In [1]:
import pandas as pd
import numpy as np

# 1. Load Reno PM2.5 data (adjust the filename if you changed the dates)
df = pd.read_csv("../data/pm25_Reno_2024-07-01.csv",
                 parse_dates=["datetime_utc"])

# 2. Daily mean concentration
daily = (df.set_index("datetime_utc")
           .resample("1D")["pm25"]
           .mean()
           .dropna())

print("✅ Got daily means for", len(daily), "day(s)")

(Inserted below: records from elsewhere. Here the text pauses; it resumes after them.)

PR #260, opened 2025-04-02
fix: starting from clean state

davidsbatista:
- new strategy, remove `sender` from serialisation
- start new deserialisation strategy

### DIFF
--- a/haystack_experimental/core/pipeline/pipeline.py
+++ b/haystack_experimental/core/pipeline/pipeline.py
@@ -410,48 +410,6 @@ class Pipeline(PipelineBase):
 
         return value
 
-
-    @staticmethod
-    def remove_sender(data):
-        """
-        Removes the 'sender' key from the data.
-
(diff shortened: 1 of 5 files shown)


haystack_experimental/core/pipeline/pipeline.py
```diff
@@ -450,70 +474,6 @@ def _deserialize_component_input(value):  # noqa: PLR0911
...
-                        return [find_serialized_objects(item) for item in lst]
-                    return lst
-
-                result = find_serialized_objects(value)
-
-                while isinstance(result, list) and len(result) == 1 and isinstance(result[0], list):
-                    result = result[0]
-                return result
-
-            return [Pipeline._deserialize_component_input(item) for item in value]
```
Amnah199, line 505: I think this was working fine for deserializing haystack dataclasses. If you want to remove it for now, its okay. We can reintroduce it with the refactored solution.

davidsbatista: yes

# 3. Baseline forecast: “tomorrow = yesterday”
y_true = daily.shift(-1).dropna()          # tomorrow's actual value
y_pred = daily.loc[y_true.index]           # yesterday's value

if len(y_true) == 0:
    print("Not enough consecutive days. "
          "Re‑download a longer date range in 01_download.ipynb.")
else:
    # 4. Mean Absolute Error (manual, no scikit‑learn needed)
    mae = np.abs(y_true.values - y_pred.values).mean()
    print(f"Baseline MAE = {mae:.2f} µg/m³ over {len(y_true)} day‑pairs")


✅ Got daily means for 2063 day(s)
Baseline MAE = 3.91 µg/m³ over 2062 day‑pairs